Stored items
PR #12861, opened 2026-02-03
Use oauth_github table for user info for crates.io/users/[username]

carols10cents:
Connects to https://github.com/rust-lang/crates.io/issues/10611. 

Rather than using the users table.

The queries to the `oauth_github` table should produce the exact same JSON for the API requests as before; this only changes where the information is coming from in service of eventually being able to deprecate `users.gh_id`, `users.gh_login`, `users.gh_encrypted_token`, and `users.avatar` in favor of the `oauth_github` table data.

The `EncodablePublicUser` JSON is currently getting its data from the first returned linked account, which for now can only be GitHub and there should only ever be 1 (or 0). What I'm thinking for the future is to continue populating the `login`, `avatar`, and `url` fields with the first linked account to maintain backwards compatibility, but eventually introduce a `linked_accounts` field that will contain all linked accounts (and we'll have to discuss how to display multiple linked accounts when that's possible).

When this is deployed, a difference will be that if you visit the page of a user whose gh_id is currently -1 in the users table (ex: https://crates.io/users/GBGamer), you get a page with the gh_login and gh_avatar that we've saved, and we link to github.com/gh_login, but we know those things are no longer valid. This PR changes the behavior to return a "user not found" page in that case, because the `oauth_github` table won't have a record with the login. In some ways, this is more correct (the user doesn't actually exist in github anymore), in some ways it's less correct (there's still info in our database right now and we'll be saying there isn't, but eventually we should get rid of those user records IMO).

### DIFF
--- a/crates/crates_io_api_types/src/lib.rs
+++ b/crates/crates_io_api_types/src/lib.rs
@@ -8,8 +8,9 @@ pub use self::krate_publish::{EncodableCrateDependency, PublishMetadata};
 
 use chrono::{DateTime, Utc};
 use crates_io_database::models::{
-    ApiToken, Category, Crate, Dependency, DependencyKind, Keyword, Owner, ReverseDependency, Team,
-    TopVersions, TrustpubData, User, Version, VersionDownload, VersionOwnerAction,
+    ApiToken, Category, Crate, Dependency, DependencyKind, Keyword, LinkedAccount, Owner,
+    ReverseDependency, Team, TopVersions, TrustpubData, User, UserWithLinkedAccounts, Version,
+    VersionDownload, VersionOwnerAction,
 };
 use serde::{Deserialize, Serialize};
 
@@ -791,6 +792,39 @@ impl From<User> for EncodablePublicUser {
             id,
             avatar: gh_avatar,
             login: gh_login,
+            name,
+            url,
+        }
+    }
+}
+
+/// Converts a `UserWithLinkedAccounts` model into an `EncodablePublicUser` for JSON serialization.
+///
+/// Uses the first `LinkedAccount` and ignores any others for now for JSON API compatibility; when
+/// there may be multiple linked accounts, we'll need to rethink this. Uses placeholders if there
+/// aren't any linked accounts.
+impl From<UserWithLinkedAccounts> for EncodablePublicUser {
+    fn from(user: UserWithLinkedAccounts) -> Self {
+        let UserWithLinkedAccounts {
+            user: User { id, name, .. },
+            linked_accounts,
+            ..
+        } = user;
+
+        let first_linked_account = linked_accounts.first();
+        let avatar = first_linked_account
+            .and_then(LinkedAccount::avatar)
+            .map(ToOwned::to_owned);
+        let login = first_linked_account
+            .map(LinkedAccount::login)
+            .unwrap_or("ghost")
+            .to_owned();
+        let url = format!("https://github.com/{login}");
+
+        EncodablePublicUser {
+            id,
+            avatar,
+            login,
             name,
             url,
         }
--- a/crates/crates_io_database/src/models/mod.rs
+++ b/crates/crates_io_database/src/models/mod.rs
@@ -18,7 +18,9 @@ pub use self::owner::{CrateOwner, Owner, OwnerKind};
 pub use self::team::{NewTeam, Team};
 pub use self::token::ApiToken;
 pub use self::trustpub::TrustpubData;
-pub use self::user::{NewOauthGithub, NewUser, OauthGithub, User};
+pub use self::user::{
+    LinkedAccount, NewOauthGithub, NewUser, OauthGithub, User, UserWithLinkedAccounts,
+};
 pub use self::version::{NewVersion, TopVersions, Version};
 
 pub mod helpers;
--- a/crates/crates_io_database/src/models/user.rs
+++ b/crates/crates_io_database/src/models/user.rs
@@ -133,6 +133,20 @@ pub enum LinkedAccount {
     Github(OauthGithub),
 }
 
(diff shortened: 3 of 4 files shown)


Turbo87:
> The `EncodablePublicUser` JSON is currently getting its data from the first returned linked account, which for now can only be GitHub and there should only ever be 1 (or 0). What I'm thinking for the future is to continue populating the `login`, `avatar`, and `url` fields with the first linked account to maintain backwards compatibility, but eventually introduce a `linked_accounts` field that will contain all linked accounts (and we'll have to discuss how to display multiple linked accounts when that's possible).

tbh I'm not sure this is the right way forward, though it's possible that I'm misunderstanding the proposal.

the current situation is that the crates.io account name is the same as the GitHub account name and we only have a single database column for them.

if I understand correctly, this PR proposes to instead read the GitHub (and crates.io) account name from the `oauth_github` table instead, but potentially also from a `oauth_gitlab`, `oauth_codeberg`, ... table in the future. how will that deal with conflicts? we already have such conflicts in the GitHub case with account resurrections, but if we use the account names from other identity providers this problem will become even worse.

I think the way forward is to decouple the GitHub and crates.io account names. when you first login we should make you choose a crates.io account name. that name can default to your GitHub (or GitLab, Codeberg, ...) account name, but if that account name is already taken you will have to choose a different one. I expect us to save that account name in the `users` table, since it's unrelated to OAuth. I would also expect the `/users/[username]` page to use that account name from the `users` table, and not the names in the OAuth tables, which is why I'm sceptical about this proposal.

The problem with my proposal is that people are used to the `GitHub account name == crates.io account name` relationship and when you `cargo owner --add foo` everyone assumes that `foo` is the GitHub account name. One way around that would be to require a prefix (e.g. `crates.io:foo` vs. `github:foo`) for a migration period until this change has settled in peoples minds.

carols10cents:
Ah, yeah, I've been thinking of a new direction here, and also thinking of this as a smaller step maybe.

I've been thinking about how a large percentage of our users are probably going to have one GitHub account associated with crates.io, and those GitHub usernames will likely be unique, even when there are possible other logins. 

So to optimize for the common case, if we search all the `oauth_*` tables for the username from `crates.io/users/[username]` and only get one result, we can just show that crates.io user.

If we get more than one result matching a username when we query all the `oauth_*` tables (after grouping by crates.io user because the next most likely case will be someone who has the same username on github and gitlab and connects them both), then we show a disambiguation page like on wikipedia, something like:

```
There are multiple users with username `[username]`. Did you mean:

- [username on GitHub](https://crates.io/users/[username]/[crates.io user id])
- [username on GitLab]((https://crates.io/users/[username]/[different crates.io user id])
```

(and we'd implement those routes to look up users based on the unambiguous crates.io ID in the URL)

I could see some users being annoyed that their username needs an extra click to get to their page because someone else took the username on a different service, but it feels like this would be less vulnerable to impersonation and there would be fewer complaints about claimed/"squatted" crates.io usernames.

Similarly, when adding by username, if there's only one result for the specified username then it's unambiguous-- if there are multiple, we can send back a response like the disambiguation page that says something like:

```
There are multiple users with username `[username]`.

- If you meant `http://github.com/username`, run `cargo owner add [username]:[crates.io user id]`
- If you meant `http://gitlab.com/username`, run `cargo owner add [username]:[different crates.io user id]`
```

Or as you said we could support `cargo owner add github:[username]` which would only look in the oauth_github table for that username, and would be different from teams because teams are specified with `github:org:team`.

I previously was thinking we'd need the crates.io username as you laid out. I don't think this PR necessarily commits us to one way or the other, but this is a step forward to being able to remove `users.gh_login`, which we'd need to do in either case, and this PR doesn't actually change any user-facing behavior yet (other than for invalid github users).

If this doesn't seem to be a useful step, I'm happy to go in a different direction. Maybe we can talk about this on friday (i'm adding it to the agenda)?

Turbo87:
> but this is a step forward to being able to remove `users.gh_login`, which we'd need to do in either case

I'm not sure that we actually need or want to remove it. I think it would need to be renamed to e.g. `login` instead though, since it would be the crates.io account name going forward, instead of the GitHub account name. The only small complication with this is that the column is currently not marked as unique due to account resurrections, so we would have to clean up the dead accounts first before we mark it as unique. I guess we would also have to figure out what to do about the ghost accounts for deleted users.

> I've been thinking about how a large percentage of our users are probably going to have one GitHub account associated with crates.io, and those GitHub usernames will likely be unique, even when there are possible other logins.

yeah, that's true. I guess we could still support e.g. `cargo owner --add foo` in the case where the crates.io and GitHub account names match up, and only fail if they diverge. That should likely cover 90% of the cases and for the others we have a secure way of disambiguating.

> Maybe we can talk about this on friday

yeah, I think that would be good. although, @LawnGnome is still on PTO this week, and I think he had some thoughts on the topic as well.

eth3lbert:
> I would also expect the `/users/[username]` page to use that account name from the `users` table

I’m also leaning toward his approach, but I agree that doing nothing leaves room for impersonation and name squatting. 


In cases of conflict, I’m not sure we need a disambiguation page. Perhaps just adding a clear icon near the username or prefixing it with `crates.io:` would be enough to tell them apart.

Turbo87:
> Perhaps just adding a clear icon near the username or prefixing it with `crates.io:` would be enough to tell them apart.

I was thinking maybe a warning banner of some sort that clearly indicates if there is a mismatch between crates.io and GitHub username?

carols10cents:
We talked about this in our meeting on Friday, and decided to probably go the direction @Turbo87 and @eth3lbert were expecting, but that it's time to get an RFC like thing going and choosing a direction rather than making suboptimal code changes in an attempt to delay that decision 😂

What is required: From the entries, copy every line in which the word "because" occurs.

Answer for this exercise:
When this is deployed, a difference will be that if you visit the page of a user whose gh_id is currently -1 in the users table (ex: https://crates.io/users/GBGamer), you get a page with the gh_login and gh_avatar that we've saved, and we link to github.com/gh_login, but we know those things are no longer valid. This PR changes the behavior to return a "user not found" page in that case, because the `oauth_github` table won't have a record with the login. In some ways, this is more correct (the user doesn't actually exist in github anymore), in some ways it's less correct (there's still info in our database right now and we'll be saying there isn't, but eventually we should get rid of those user records IMO).
If we get more than one result matching a username when we query all the `oauth_*` tables (after grouping by crates.io user because the next most likely case will be someone who has the same username on github and gitlab and connects them both), then we show a disambiguation page like on wikipedia, something like:
I could see some users being annoyed that their username needs an extra click to get to their page because someone else took the username on a different service, but it feels like this would be less vulnerable to impersonation and there would be fewer complaints about claimed/"squatted" crates.io usernames.
Or as you said we could support `cargo owner add github:[username]` which would only look in the oauth_github table for that username, and would be different from teams because teams are specified with `github:org:team`.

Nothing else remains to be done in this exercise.